Stored data:

= Beginning of Section =

PR #1167, opened 2019-10-28
SEQNG-1106 Progress event for N&S

cquiroz:
This PR adds a new type of progress event specifically for N&S. It is very similar to the current progress event but it includes the current sub exposure
This has been tested in simulation but I'm a bit uncertain about in the instrument. There is some info about the current position of N&S in Gmos epics db but it would be good to verify it


modules/seqexec/model/shared/src/main/scala/seqexec/model/ObservationProgress.scala
```diff
@@ -8,14 +8,44 @@ import cats.implicits._
...
+  implicit val equalObservationProgress: Eq[ObservationProgress] =
     Eq.by(x => (x.obsId, x.stepId, x.total, x.remaining))
 
 }
+
+final case class NSObservationProgress(obsId:   Observation.Id,
+                                     stepId:    StepId,
+                                     total:     Time,
+                                     remaining: Time,
+                                     sub:       NSSubexposure) extends Progress
```
jluhrs: I would add the total number of subexposures or the total number of cycles to make the information self contained.

cquiroz: The total amount of cycles is in `NSSubexposure` and the amount of subexposures can be calculated out of it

= End of Section =

**Your goal**
Please say only the number of lines in the data that hold "stepId".

**Solution to this exercise**
2